Because you buy most of your food from Whole Foods who dispense strong double bagged paper bags exclusively. Not everyone shops there.
When I DO rarely shop at WF (I like their Puffed Rice and Puffed Wheat and somebody gave me a $25 gift card) I use their paper bags for my paper recycling. I separate the bags and use them singly.
Garbage can be wet, so having a paper bag break on the way to the compactor chute spreading chicken bones, potato peels, and coffee grounds all over the hallway carpeting is too gross to think about. <We have nice carpeting.> I would not be adverse to using a Rubbermaid garbage container, maybe 3 gallons and tossing the contents down the chute and then rinsing and drying for the next load but I don't know the sanitary effects of what might stick to the walls of the 45 story chute? Fire? roaches?

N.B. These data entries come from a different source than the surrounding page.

PR #5117, opened 2025-12-17
fix(Foundation): Reject trailing garbage in DateTimeParser (#5030)

### LINKED ISSUE #5030: poco date:time parser does not work as expected
Hello all,

I'm using version 13.3.0,
and have found a few issues that seem to address some aspects of this ( 1258,1477,363,569 ) , but they all seem so be prior to 1.13.3....

I seem to be unable to parse a time value (HH:MM).
specifically, a string that is not in the requested format, does not throw SyntaxException for Poco::DateTimeParser::parse  or 'false' for Poco::DateTimeParser::tryParse  as is described in the documentation )

I've attached a file with some code that shows this.
[dateParse.cpp.txt](https://github.com/user-attachments/files/22422318/dateParse.cpp.txt)

can anyone tell me if i'm missed something ,
Or if this is a bug ?

matejk:
## Summary

Fixes #5030 - DateTimeParser now properly rejects input strings with unconsumed trailing characters.

## Problem

`DateTimeParser::parse()` and `tryParse()` were accepting invalid input strings that didn't match the format:

```cpp
// These incorrectly returned true / didn't throw:
tryParse("%H:%M", "12345", ...)  // parsed as 12:34, ignored trailing '5'
tryParse("????", "12345", ...)   // no format specifiers, ignored all input
```

## Solution

After consuming all format specifiers, the parser now:
1. Skips trailing whitespace in the input
2. Throws `SyntaxException` if any non-whitespace characters remain

The fix maintains backwards compatibility by keeping the lenient literal character matching (format literals that don't match input are skipped), which existing code relies on.

## Changes

- `DateTimeParser.cpp`: Added trailing garbage detection after parsing loop
- `DateTimeParserTest.cpp`: Added test cases from issue #5030

## Test Results

All existing tests pass, plus the new issue-specific tests:
- `"%H:%M"` with `"13:13"` → success ✓
- `"%H:%M"` with `"xxx"` → failure ✓  
- `"%H:%M"` with `"12345"` → failure (trailing garbage) ✓
- `"????"` with `"12345"` → failure (invalid format) ✓

### DIFF
--- a/Data/SQLite/testsuite/src/SQLiteTest.cpp
+++ b/Data/SQLite/testsuite/src/SQLiteTest.cpp
@@ -2601,7 +2601,7 @@ void SQLiteTest::testSQLChannel()
 		"ThreadId INTEGER,"
 		"Priority INTEGER,"
 		"Text VARCHAR,"
-		"DateTime DATE)", now;
+		"DateTime DATETIME)", now;
 
 	tmp << "DROP TABLE IF EXISTS T_POCO_LOG_ARCHIVE", now;
 	tmp << "CREATE TABLE T_POCO_LOG_ARCHIVE (Source VARCHAR,"
@@ -2611,7 +2611,7 @@ void SQLiteTest::testSQLChannel()
 		"ThreadId INTEGER,"
 		"Priority INTEGER,"
 		"Text VARCHAR,"
-		"DateTime DATE)", now;
+		"DateTime DATETIME)", now;
 
 	AutoPtr<SQLChannel> pChannel = new SQLChannel(Poco::Data::SQLite::Connector::KEY, "dummy.db", "TestSQLChannel");
 	Stopwatch sw; sw.start();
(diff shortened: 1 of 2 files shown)


matejk:
## Test Fix Details

The test failures (`testSQLChannel` and `testSQLLogger`) were caused by a schema mismatch, not by the DateTimeParser fix itself.

### Root Cause

The tests created tables with `DateTime DATE` column type, but SQLChannel stores full ISO8601 timestamps (e.g., `"2025-12-18T07:39:36Z"`) via the Binder.

When extracting from a `DATE` column:
- SQLite Extractor uses `SQLITE_DATE_FORMAT` = `"%Y-%m-%d"` (date-only)
- But the stored value is full ISO8601 format `"%Y-%m-%dT%H:%M:%S%z"`
- **Before this PR**: parser silently ignored trailing `"T07:39:36Z"`
- **After this PR**: parser correctly rejects it as garbage

### Fix

Changed column type from `DATE` to `DATETIME` in:
- `SQLiteTest::testSQLChannel()` (3 tables)
- `SQLiteTest::testSQLLogger()` (1 table)
- `DBLogger` sample (1 table)

This ensures the column type matches what's being stored. `DATETIME` columns use auto-detection parsing which correctly handles full ISO8601 format.

The DateTimeParser fix exposed a pre-existing schema bug in the tests.

PR #5130, opened 2025-12-20
fix: Resolve compiler warnings and fix potential bugs

matejk:
## Summary

Comprehensive compiler warning fixes across GCC, Clang (macOS), and MSVC builds.

| Metric | Count |
|--------|-------|
| Files Modified | 80 |
| Lines Changed | +3622 / -2730 |
| Bug Fixes | 5 critical + 2 high + 8 potential |
| Warnings Resolved | ~100+ |

### 1. RegularExpression.cpp - PCRE2 Unset Match Detection
Check for unset capture groups was ALWAYS FALSE (`ovec[0] < 0` on unsigned type).

### 2. ProcessRunner.h - Windows Invalid PID Value
`INVALID_PID = -1` is wrong on Windows where PIDs are unsigned and 0 indicates invalid.

### 3. ProcessRunner.cpp - PID Type Mismatch
PID file parsing used `int` instead of platform-specific `PID` type.

### 4. IPAddressImpl.cpp - Missing Base Class Initialization
Copy constructors didn't explicitly initialize `RefCountedObject` base class.

### 5. X509Certificate.cpp - Variable Shadowing
Inner loop iterator shadowed outer loop iterator.

### 6. NumericString.h `safeMultiply` - Overflow Detection
Overflow detection comparisons could give wrong results with mixed signed/unsigned types.

### 7. CppUnit TestCase.h - Test Assertions
`assertEquals` could give incorrect results comparing signed vs unsigned values.

## Other Changes

- **Third-party update**: Tessil/ordered-map v1.2.0 (fixes `-Wdeprecated-copy`)
- **ODBC null constants**: Added `constexpr` null handle constants to avoid `-Wzero-as-null-pointer-constant`
- **Var.h**: Use demangled type names in exception messages
- **API docs**: Added `POCO_DEPRECATED` and migration docs for Observer class
- **Zip module**: Fixed enum arithmetic for MSVC C++20 compatibility

## Compiler Coverage

| Compiler | Platform | Warnings Addressed |
|----------|----------|-------------------|
| GCC | Linux | Type-limits, zero-as-null, fallthrough, base-init, sign-compare |
| Clang | macOS | Sign-compare, deprecated-copy |
| MSVC | Windows | C4244, C4245, C4456, C5054, C4702, C4018 |

## Test plan

- [ ] CI passes on all platforms (Linux, macOS, Windows)
- [ ] No regressions in existing tests

### DIFF
--- a/MongoDB/include/Poco/MongoDB/Document.h
+++ b/MongoDB/include/Poco/MongoDB/Document.h
@@ -125,22 +125,21 @@ public:
 		{
 			throw NotFoundException(name);
 		}
-		else
+
+		if (ElementTraits<T>::TypeId == element->type())
 		{
-			if (ElementTraits<T>::TypeId == element->type())
+			auto* concrete = dynamic_cast<ConcreteElement<T>* >(element.get());
+			if (concrete != nullptr)
 			{
-				auto* concrete = dynamic_cast<ConcreteElement<T>* >(element.get());
-				if (concrete != nullptr)
-				{
-					return concrete->value();
-				}
+				return concrete->value();
 			}
-			throw BadCastException("Invalid type mismatch!");
 		}
+		throw BadCastException("Invalid type mismatch!");
+
 	}
 
 	template<typename T>
-	const T& get(const std::string& name, const T& def) const
+	T get(const std::string& name, const T& def) const
 		/// Returns the element with the given name and tries to convert
 		/// it to the template type. When the element is not found, or
 		/// has the wrong type, the def argument will be returned.
--- a/Net/include/Poco/Net/HTTPMessage.h
+++ b/Net/include/Poco/Net/HTTPMessage.h
@@ -82,7 +82,7 @@ public:
 		/// The value should be either IDENTITY_TRANSFER_CODING
 		/// or CHUNKED_TRANSFER_CODING.
 
-	const std::string& getTransferEncoding() const;
+	std::string getTransferEncoding() const;
 		/// Returns the transfer encoding used for this
 		/// message.
 		///
@@ -108,7 +108,7 @@ public:
 	void setContentType(const MediaType& mediaType);
 		/// Sets the content type for this message.
 
-	const std::string& getContentType() const;
+	std::string getContentType() const;
 		/// Returns the content type for this message.
 		///
 		/// If no Content-Type header is present,
--- a/Net/include/Poco/Net/NameValueCollection.h
+++ b/Net/include/Poco/Net/NameValueCollection.h
@@ -79,7 +79,7 @@ public:
 		///
 		/// Throws a NotFoundException if the name-value pair does not exist.
 
-	const std::string& get(const std::string& name, const std::string& defaultValue) const;
+	std::string get(const std::string& name, const std::string& defaultValue) const;
 		/// Returns the value of the first name-value pair with the given name.
 		/// If no value with the given name has been found, the defaultValue is returned.
 
--- a/Net/src/HTTPMessage.cpp
+++ b/Net/src/HTTPMessage.cpp
@@ -139,7 +139,7 @@ void HTTPMessage::setTransferEncoding(const std::string& transferEncoding)
 }
 
 
-const std::string& HTTPMessage::getTransferEncoding() const
+std::string HTTPMessage::getTransferEncoding() const
 {
 	return get(TRANSFER_ENCODING, IDENTITY_TRANSFER_ENCODING);
 }
@@ -175,7 +175,7 @@ void HTTPMessage::setContentType(const MediaType& mediaType)
 }
 
 
-const std::string& HTTPMessage::getContentType() const
+std::string HTTPMessage::getContentType() const
 {
 	return get(CONTENT_TYPE, UNKNOWN_CONTENT_TYPE);
 }
--- a/Net/src/NameValueCollection.cpp
+++ b/Net/src/NameValueCollection.cpp
@@ -106,7 +106,7 @@ const std::string& NameValueCollection::get(const std::string& name) const
 }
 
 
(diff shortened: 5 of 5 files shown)


Data/ODBC/include/Poco/Data/ODBC/ODBC.h
```diff
@@ -78,6 +79,18 @@
...
+//
+// ODBC headers define SQL_NULL_HANDLE, SQL_NULL_HENV, SQL_NULL_HDBC, SQL_NULL_HSTMT
+// as literal 0, which triggers -Wzero-as-null-pointer-constant warnings in C++.
+// We define these as nullptr to use in place of the ODBC macros.
+//
+constexpr std::nullptr_t ODBC_NULL_HANDLE = nullptr;
+constexpr std::nullptr_t ODBC_NULL_HENV   = nullptr;
+constexpr std::nullptr_t ODBC_NULL_HDBC   = nullptr;
+constexpr std::nullptr_t ODBC_NULL_HSTMT  = nullptr;
+constexpr std::nullptr_t ODBC_NULL_HDESC  = nullptr;
```
aleks-f: let's call these POCO_ODBC_*

Data/ODBC/src/ConnectionHandle.cpp
```diff
@@ -30,8 +30,8 @@ const std::string ConnectionHandle::CANT_SET_ATTR_SQLSTATE = "HY011";
 
 
 ConnectionHandle::ConnectionHandle(const std::string& connectString, SQLULEN loginTimeout, SQLULEN timeout):
-	_pEnvironment(SQL_NULL_HENV),
-	_hdbc(SQL_NULL_HDBC),
+	_pEnvironment(nullptr),
```
aleks-f: should be `ODBC_NULL_HENV` for consistency

Data/ODBC/src/ConnectionHandle.cpp
```diff
@@ -59,25 +59,25 @@ void ConnectionHandle::alloc()
 	if (Utility::isError(SQLAllocHandle(SQL_HANDLE_DBC, _pEnvironment->handle(), &_hdbc)))
 	{
 		delete _pEnvironment;
-		_pEnvironment = SQL_NULL_HENV;
-		_hdbc = SQL_NULL_HDBC;
+		_pEnvironment = nullptr;
```
aleks-f, line 58: same as above

Data/ODBC/src/ConnectionHandle.cpp
```diff
@@ -59,25 +59,25 @@ void ConnectionHandle::alloc()
...
 		SQLFreeHandle(SQL_HANDLE_DBC, _hdbc);
-		_hdbc = SQL_NULL_HDBC;
+		_hdbc = ODBC_NULL_HDBC;
 	}
 
 	if (_pEnvironment)
 	{
 		delete _pEnvironment;
-		_pEnvironment = SQL_NULL_HENV;
+		_pEnvironment = nullptr;
```
aleks-f, line 76: same as above

Foundation/include/Poco/PriorityStrategy.h
```diff
@@ -141,6 +141,14 @@ class PriorityStrategy<void, TDelegate>
 	using Iterator = typename Delegates::iterator;
 
 public:
+	PriorityStrategy() = default;
+
+	PriorityStrategy(const PriorityStrategy& s):
+		_delegates(s._delegates)
```
aleks-f, line 143: should there also be move constructor here?

Foundation/include/Poco/ordered_hash.h
```diff
@@ -1,7 +1,7 @@
 /**
  * MIT License
  *
- * Copyright (c) 2017 Tessil
+ * Copyright (c) 2017 Thibaut Goetghebuer-Planchon <tessil@gmx.com>
```
aleks-f, line 4: these belong in dependencies

Data/ODBC/src/ConnectionHandle.cpp
matejk: This one is actually redundant because the member is already default-initialized.

Data/ODBC/src/ConnectionHandle.cpp
matejk: `Poco::Data::ODBC::EnvironmentHandle` is actually Poco, not ODBC class, so it is more appropriate to use nullptr.

Data/ODBC/src/ConnectionHandle.cpp
matejk: `Poco::Data::ODBC::EnvironmentHandle` is actually Poco, not ODBC class, so it is more appropriate to use nullptr.

Foundation/include/Poco/ordered_hash.h
matejk: Not possible (easily) because these headers must be installed with `Poco::Foundation`: `Poco::OrderedSet` and `Poco::OrderedMap`are just aliases:

```
template<class Key,
		class Hash = std::hash<Key>,
		class KeyEqual = std::equal_to<Key>,
		class Allocator = std::allocator<Key>,
		class ValueTypeContainer = std::deque<Key, Allocator>>
using OrderedSet = tsl::ordered_set<Key, Hash, KeyEqual, Allocator, ValueTypeContainer>;
```

Foundation/include/Poco/PriorityStrategy.h
matejk: Improved by setting all ctors as default.

Data/ODBC/include/Poco/Data/ODBC/ODBC.h
matejk: Done.

PR #9, opened 2020-09-11
Add vendoring

rporres:
Since this is a standalone program not intended to be consumed as a
library, vendoring makes sense here.


rrati:
Why vendor instead of using go modules?

rporres:
It is still using go modules. And vendoring. Since this is an app and not a library, it is important that we're always able to build the final `manager` command. Hence the `vendor` directory.

jmelis (approved):
LGTM

rrati (approved):

PR #15, opened 2020-09-24
Generate CSV from separated manifest files

rporres:
In this way we can use the manifests to install the operator without the
whole OLM infrastructure.


rrati (approved):
LGTM

PR #18, opened 2020-09-25
Prepare for CI

rporres:
* Image is built through a multi-stage build to avoid depending on the
  go interpreter from the environment
* Create a make target to test using a Docker to avoid depending on the
  go interpreter from the environment
* Added a make target to login and push


rporres:
We will revisit the image creation when we have something defined for `opm`

rrati (approved):
LGTM

PR #20, opened 2020-09-25
Add new target in Makefile for docker login

rrati:
This is needed because docker needs to be logged into before generating
the image in order for the proper username to be included in the docker
image name


mmclanerh:
lgtm!

mmclanerh (approved):
lgtm

rporres:
The config part was the reason why I had used just one target as the login config won't be visible for the more general docker-push target

rporres:
ok, I see you fixed it in https://github.com/app-sre/deployment-validation-operator/pull/21 :-D

PR #21, opened 2020-09-25
Removed additional docker login make target and set user in build_deploy

rrati:
When creating an image, the org used when generating the image
name is defined by the USER env which is usually the username
running the command.  This isn't always the desired namespace for
things like CI/CD

### DIFF
--- a/build_deploy.sh
+++ b/build_deploy.sh
@@ -1,3 +1,3 @@
 #!/usr/bin/env bash
 
-make docker-login-and-push
+USER=$QUAY_USER make docker-login-and-push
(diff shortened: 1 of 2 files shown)


mmclanerh (approved):

mmclanerh:
lgtm glhf!

build_deploy.sh
```diff
@@ -1,3 +1,3 @@
 #!/usr/bin/env bash
 
-make docker-login-and-push
+USER=$QUAY_USER make docker-login-and-push
```
rporres, line 3: The only place where this is used in our repo is setting the `IMAGE_REPOSITORY` in `boilerplate/openshift/golang-osd-operator/project.mk`. Why don't we set that directly, this is quite misleading

PR #22, opened 2020-09-25
Fix errant make dependency for docker-login-and-push

rrati:
Forgot to remove the docker-login make target dependency


mmclanerh (approved):
lgtm! fixes the adjusted fixes. :D

PR #26, opened 2020-09-28
Image pushes to quay.io/app-sre

rporres:
We may want in the future to copy it to a repository that is more
community oriented, but for the moment this should make things work
properly with app-sre automation


rrati:
We should make the user/org something that is passed into the template, defaulting to the upstream location.

rporres:
I would refactor then the whole bundle Makefile to have everything in a single location... Created a card for it https://issues.redhat.com/browse/APPSRE-2530

rrati (approved):
lgtm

Last edited by Kefir King; 04-04-2019 at 07:50 AM..
Because you buy most of your food from Whole Foods who dispense strong double bagged paper bags exclusively. Not everyone shops there.
When I DO rarely shop at WF (I like their Puffed Rice and Puffed Wheat and somebody gave me a $25 gift card) I use their paper bags for my paper recycling. I separate the bags and use them singly.
Garbage can be wet, so having a paper bag break on the way to the compactor chute spreading chicken bones, potato peels, and coffee grounds all over the hallway carpeting is too gross to think about. <We have nice carpeting.> I would not be adverse to using a Rubbermaid garbage container, maybe 3 gallons and tossing the contents down the chute and then rinsing and drying for the next load but I don't know the sanitary effects of what might stick to the walls of the 45 story chute? Fire? roaches?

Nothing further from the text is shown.